Individuals with low initial and low continuing hsCRP were classified as consistent low, those with high initial and low continuing hsCRP as attenuated, those with low initial and high continuing hsCRP as increased, and those with high initial and high continuing hsCRP as persistent.
The study’s primary end point was death or a major adverse cardiac and cerebrovascular event within at least 1 year of the second hsCRP measurement. Categorical variables were compared using the chi-square test, and continuous variables were compared using the Student’s t-test.
Among the study population, 40.7% (n = 1225) were consistent low, 13.7% (n = 414) were attenuated, 11.5% (n = 346) were increased, and 1028 (34.1%) were persistent high. Incidence of major adverse cardiac and cerebrovascular events increased in a stepwise manner from persistent low (64.4 per 1000 patient-years [/1000 py]) to attenuated (96.6/1000 py), increased (138.0/1000 py), and persistent high (152.4/1000 py; P <.001 for all).
For all-cause death, the respective rates were 13.6, 19.9, 42.1, and 67.3 /1000 py (P <.001 for all). Major adverse cardiac and cerebrovascular events were strongly associated with persistent high residual inflammatory risk (adjusted hazard ratio 2.10 [95% CI, 1.45-3.02]; P <.001).

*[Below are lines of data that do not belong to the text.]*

PR #519, opened 2026-03-30
Single bandset ablations

gabrieltseng:
Current best recipe is time masking of 0.5

PR #547, opened 2026-04-28
Update `st_model.py`

favyen2:
`st_model.py` was no longer working due to other changes. This updates it to sync with recent changes.

I also added some scripts for windowed attention experiments using STEncoder.

Depends on #519.


scripts/archived/2026_04_14_misc_single_bandset/base_no_discrim_mse.py
Hgherzog, line 1: Rather than update archived scripts, I would rather just launch a couple new st model runs to verify this still works and there is something not in archvied to build off of.

Hgherzog:
Can you share an example run with this to show it works?

olmoearth_pretrain/train/loss.py
```diff
@@ -991,6 +991,32 @@ def compute(
         return F.l1_loss(pred, target)
 
 
+@LOSS_REGISTRY.register("cosine_similarity")
```
Hgherzog, line 994: Is this something we are still actively looking into and investigating? If not, it would be better to not add it back IMO

favyen2:
> Can you share an example run with this to show it works?

https://wandb.ai/eai-ai2/2026_04_24_st_model/runs/hsqc93mb

By not working I meant it runs into errors because the code was not compatible with other changes in the codebase. So the run just shows that it is training without errors. The errors happen on the dry run though, so the run isn't really showing anything useful. But anyway that is one of the runs I started.

olmoearth_pretrain/train/loss.py
favyen2: Yeah the cosine similarity seems to perform better than L2 loss. I am looking into the influence on embeddings to not have patch discrimination effect of making pushing embeddings apart in areas that look quite uniform. I can move it to a different PR if desired though.

scripts/archived/2026_04_14_misc_single_bandset/base_no_discrim_mse.py
favyen2: Yes these are new runs, I am not updating old archive scripts.

Hgherzog (approved):
LGTM, only comment is it would be good to have the current working script in vnext instead of archived.

favyen2:
> LGTM, only comment is it would be good to have the current working script in vnext instead of archived.

OK I will copy one of the scripts to vnext directory and make sure it is consistent with the hidden1 script.

favyen2:
Or I guess it will be compatible with the older single bandset band dropout model, I think the hidden model is not in vnext yet. I think it makes sense to put stuff in archived or similar directory until we are confident we want to incorporate it into the release, so probably we will copy the hidden1 over to vnext when it is finalized, but anyway for the windowed attention model I will create a config for scripts/vnext/single_bandset_band_dropout/.

scripts/archived/2026_04_14_misc_single_bandset/base_no_discrim_mse.py
favyen2: added `scripts/vnext/single_bandset_band_dropout/st_encoder_windowed_attention.py`

Hgherzog:
@favyen2 The convention I was following is scripts/official has the stuff that is released (experiments abaltions etc) and vnext is just general stuff we are actively working on. archived is stuff we arent really working on actively right now.

PR #552, opened 2026-05-05
Use nodata_value instead of nodata_vals.

favyen2:
nodata_vals is deprecated but also throwing error because https://github.com/allenai/rslearn/pull/624 has still not been merged.


piperwolters (approved):
looks good to me

PR #555, opened 2026-05-07
add skip task names arg to finetune sweep script

piperwolters:
For convenience, copy code from the full_eval_sweep.py that allows you to skip FT eval tasks.


yawenzzzz (approved):
LGTM!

Limitations to this study included a lack of generalizability, a retrospective study design, the potential for further covariates, and the likelihood for residual confounders.
The study researchers concluded that “a persistent high [residual inflammatory risk] was observed in one-third of patients undergoing [percutaneous coronary intervention] with low LDL-C at baseline and was independently associated with adverse clinical outcomes. Prospective trials evaluating inflammation modulating intervention in these patients are warranted.”
Disclosure: Certain authors report financial relationships with pharmaceutical companies. For a full list of author disclosures, please refer to the original article.
Guedeney P, Claessen BE, Kalkman DN, et al. Residual inflammatory risk in patients with low LDL cholesterol levels undergoing percutaneous coronary intervention. J Am Coll Cardiol. 2019;73:2401-2409.